Return the lines below that contain the word "options".

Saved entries
=-=-=-=-=

PR #113, opened 2019-06-11
fix(matchers): visibility matchers work with Jest

### LINKED ISSUE #97: feat: make toBeVisible take into account 'hidden' attribute
Hey folks,
I noticed `toBeVisible` matcher ignore [`hidden` attribute](https://www.w3schools.com/tags/att_global_hidden.asp).
It may be a good idea to check that too.

IlCallo:
I recreated the visibility check to be jsdom friendly to make them work with Jest too.
Mixes jQuery 1 and 3 :visible and :hidden pseudo-selector implementation, because jQuery 3 implementation won't work in jsdom: layout isn't managed.

Also checks for 'hidden' attribute.

(I accidentally closed previous PR while force pushing an update)

Fixes #97

### DIFF
--- a/projects/spectator/src/lib/matchers.ts
+++ b/projects/spectator/src/lib/matchers.ts
@@ -240,18 +240,42 @@ export const toBeEmpty = comparator(el => {
 });
 
 /**
- * The :hidden selector selects hidden elements.
- * Hidden elements are elements that are:
- * 1. Set to display:none
+ * Hidden elements are elements that have:
+ * 1. Display property set to "none"
  * 2. Width and height set to 0
  * 3. A hidden parent element (this also hides child elements)
- * 4. Form elements with type="hidden"
+ * 4. Type equal to "hidden" (only for form elements)
+ * 5. A "hidden" attribute
+ */
+function isHidden(el) {
+  while (el) {
+    if (el === document) {
+      break;
+    }
+
+    if (!(el.offsetWidth || el.offsetHeight || el.getClientRects().length) || el.style.display === 'none' || el.style.visibility === 'hidden' || el.type === 'hidden' || el.hasAttribute('hidden')) {
+      return true;
+    }
+
+    el = el.parentNode;
+  }
+
+  return false;
+}
+
+/**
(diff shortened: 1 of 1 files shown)


projects/spectator/src/lib/matchers.ts
```diff
@@ -240,18 +240,42 @@ export const toBeEmpty = comparator(el => {
...
+ * Hidden elements are elements that have:
+ * 1. Display property set to "none"
  * 2. Width and height set to 0
  * 3. A hidden parent element (this also hides child elements)
- * 4. Form elements with type="hidden"
+ * 4. Type equal to "hidden" (only for form elements)
+ * 5. A "hidden" attribute
+ */
+function isHidden(el) {
+  while (el) {
```
NetanelBasal: Why is the check not only on the element?

IlCallo: You mean, why did I abstracted the isHidden function instead of writing it directly inside the matcher function?
Because it's used both for `toBeVisible` and `toBeHidden` matcher.

Otherwise I didn't understood the question, could you rephrase it?

NetanelBasal: I mean, why traversed the tree? The check should be only on the element itself.

benelliott: @NetanelBasal In the old JSDoc it says

```
 * Hidden elements are elements that are:
...
 * 3. A hidden parent element (this also hides child elements)
```

Which is probably taken from https://api.jquery.com/hidden-selector/

So the previous jQuery implementation was probably using this methodology too.

NetanelBasal: Yes, I know. I meant, do we really need it in a spec context? Usually I want to test the exact element.

benelliott: Dunno, but changing it will probably need a major version bump.

NetanelBasal: Yes, let's leave it like this.

Issue #131, opened 2019-07-25
[jest] it.each type conflict


GregOnNet:
Hi @NetanelBasal,

thank you for providing `spectator` I am a big fan of the API you have created.
I tried your library and it seems that some type-definitions of `spectator` still override jest's type definitions.

Importing `@netbasal/spector/jest` causes a compiler error when `it.each` is used.

I prepared a repository reproducing this behaviour: 

- git clone https://github.com/GregOnNet/spectator-jest-playground
- cd spectator-jest-playground
- yarn
- visit `src/app/app.component.spec.ts`

Please let me know if I can provide further information

Thanks in advance
Gregor

NetanelBasal:
@dirkluijk thoughts?

GregOnNet:
I missed to mention, that `test.each` works fine.
Only `it.each` causes problems.

PR #132, opened 2019-07-25
[jest] allow usage of it.each

GregOnNet:
Hi this PR should resolve issue #131.

- Basically, I enforced the usage of jest's type definitions by adding a type reference.
- I added a test to the angular application using `it.each`
- In order to get the test passing I needed to update `@angular-builders/jest` and `jest`
  - There was an issue with `it.each` in an older version of `jest-preset-angular` (see: https://github.com/facebook/jest/issues/6612)

I hope this helps.
Please let me know if this PR needs any changes.


NetanelBasal:
Thanks. Are you sure this isn't a breaking change?

GregOnNet:
Yet, I am not able to tell this, since I am about to start with spectator.
I have no reference project where I can test it.

Do you have another playground repo that I could use to test the introduced changes?

GregOnNet:
Maybe I was asking the wrong question.
I added a test to the Angular app living in this repository, without changing other tests or the implementation.

This made me confident to submit the PR?
What else can I check to ensure that no breaking change has been introduced?

Thanks in advance
Greg

NetanelBasal:
You changed Jest from v23 to v24 which is a major version. We need to check if there is a breaking change there.

NetanelBasal:
@dirkluijk what do you think? I'm not working with Jest, so it's hard for me to say.

dirkluijk:
I don't understand why this fixes https://github.com/NetanelBasal/spectator/issues/131.

I looked into the issue, and I was able to reproduce the error. As soon as you import something from `@netbasal/spectator` or `@netbasal/spectator/jest`, the inferred type ot global `it` changes mysteriously.

That is strange, because in https://github.com/NetanelBasal/spectator/pull/64 I made sure that Spectator does NOT include `jest` neither `jasmine`, so that they can be chosen as peer dependency.

dirkluijk:
OK, I tested this PR on both Jest/Jasmine projects and it seems to raise no issues.

At first sight, I expected issues on Jasmine projects because this PR includes Jest types, but I see they are only included if you reference the secondary entry point `@netbasal/spectator/jest` (which is not the case for Jasmine projects).

So this PR looks good to me!

PR #135, opened 2019-08-02
fix(spectator): improve type inference even more

dirkluijk:
This PR is an improvement of https://github.com/NetanelBasal/spectator/pull/133.

What has been changed:
* Use `Token<T>` instead of `Type<T>`, which allows to use abstract classes as DI token (thanks to @dscheerens). It still allows you to specify a more specific generic type. Added unit tests for this.
* Improve type inference for `SpectatorWithHost.queryHost` and `SpectatorWithHost.queryHostAll` as well

### DIFF
--- a/projects/spectator/jest/src/host.ts
+++ b/projects/spectator/jest/src/host.ts
@@ -6,8 +6,8 @@
  * found in the LICENSE file at https://github.com/NetanelBasal/spectator/blob/master/LICENSE
  */
 
-import { InjectionToken, Type } from '@angular/core';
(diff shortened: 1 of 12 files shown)


dirkluijk:
✔️ Build is now stable

NetanelBasal:
Awesome work, man. Can you confirm that it works both on Jest and Jasmine without breaking change?

dirkluijk:
Confirmed 😄

NetanelBasal:
Something has changed. When building the library, I get the error:

> Entry point @netbasal/spectator has a circular dependency on itself.

dirkluijk:
I 'll take a look.

dirkluijk:
https://github.com/NetanelBasal/spectator/pull/138

PR #145, opened 2019-08-07
feat(mock): allow spy objects and mock providers for abstract classes

dirkluijk:


dirkluijk:
Never mind, this was a bad idea. Abstract classes to exist at runtime, but not their abstract properties so it makes no sense to create a spy object based on their interface. 😄

NetanelBasal:
@dirkluijk could you re-check this file (injection-tokens), please? it fails:

image

PR #148, opened 2019-08-07
fix: fix query regression and unit testing improvements

dirkluijk:
OK, so I was a bit stubborn and decided to try to fix the regression.

In this PR:
- The regression was caused by the `SpectatorDebugElementNotFoundError` error which was thrown and catched immediately - but not in all cases. I removed the throw-and-catch mechanism in favour of a silent return of `null` (which is expected in all cases, especially for matchers like `toExist()`.
- In order to see the coverage of `projects/spectator` instead of `src`, I needed to move the "test" builder to the `spectator` library project. I did not move any test files around and decided to postpone a complete new test setup for a later moment (soon). For the current coverage, see the screenshot below.
- Added some `@deprecated` annotations for untested files.

image

I think this fixes the issues in https://github.com/NetanelBasal/spectator/pull/147 as well. I'll take a look.

Closes https://github.com/NetanelBasal/spectator/issues/146 (added additional test case).

I don't see any issues anymore?


package.json
```diff
@@ -6,9 +6,8 @@
     "ng": "npx ng",
     "start": "npx ng serve",
     "build": "npx ng build",
-    "test": "npx ng test",
+    "test": "npx ng test spectator",
     "test:jest": "npx ng run spectator-app:test-jest",
-    "test:jest:watch": "npx ng run spectator-app:test-jest --watch",
```
NetanelBasal: Why you removed the watch option?

projects/spectator/src/lib/internals.ts
```diff
@@ -290,13 +281,7 @@ export class Spectator<C> {
...
 export function _getChild<R>(debugElementRoot: DebugElement) {
   return function(directiveOrSelector: Type<R> | DOMSelector | string, options: { read } = { read: undefined }): R {
-    const [child] = _getChildren<R>(debugElementRoot)(directiveOrSelector, options);
-
-    if (!child) {
-      throw new SpectatorDebugElementNotFoundError(`Cannot find a debug element for ${directiveOrSelector}`);
-    }
-
-    return child;
+    return _getChildren<R>(debugElementRoot)(directiveOrSelector, options)[0] || null;
```
NetanelBasal: I think we should at least add console info so that users will know what is missing.

projects/spectator/src/lib/globals.ts
```diff
@@ -1,7 +1,17 @@
+/**
+ * @deprecated Deprecated in favour of Spectator query methods and Spectator custom matchers
+ *
+ * To be removed in v4
+ */
```
NetanelBasal: 💯

projects/spectator/src/lib/mock-directive.ts
```diff
@@ -5,6 +5,7 @@ import { Directive, EventEmitter, Type } from '@angular/core';
  * MockDirective({ selector: 'some-directive' });
  * MockDirective({ selector: 'some-directive', inputs: ['some-input', 'some-other-input'] });
  *
+ * @deprecated Deprecated in favour of the `ng-mocks` implementation of `MockDirective`. To be be removed in the next major version.
```
NetanelBasal: Removed in v4 PR.

package.json
dirkluijk: You can run both ` test` and `test:jest` in watch mode with `--watch` so it felt a bit unneeded. ;-)

projects/spectator/src/lib/internals.ts
dirkluijk: But that was before also not the case, right? Because the error was catched?

projects/spectator/src/lib/mock-directive.ts
dirkluijk: 🚀

projects/spectator/src/lib/internals.ts
NetanelBasal: There was `throw error`

dirkluijk: Oh, sorry, I see. I'll fix it.

dirkluijk: Oh, well, it is still thrown right? Because it is not catched?

NetanelBasal:
@dirkluijk, please merge it to master and release a new version that fixes the regression.

dirkluijk:
Of course.

dirkluijk:
Released in 3.11.1.

PR #149, opened 2019-08-08
refactor: new lib structure with internals and new factories

dirkluijk:
So I did a little bit of refactoring.

I had this idea:
* `BaseSpectator` (internal)
* `Spectator extends BaseSpectator`
* `SpectatorWithHost extends Spectator`

So that we can add in the future:
* `ServiceSpectator extends BaseSpectator` (with factory, options, etc)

=-=-=-=-=

■ **Answer to this problem**
   return function(directiveOrSelector: Type<R> | DOMSelector | string, options: { read } = { read: undefined }): R {
-    const [child] = _getChildren<R>(debugElementRoot)(directiveOrSelector, options);
+    return _getChildren<R>(debugElementRoot)(directiveOrSelector, options)[0] || null;
* `ServiceSpectator extends BaseSpectator` (with factory, options, etc)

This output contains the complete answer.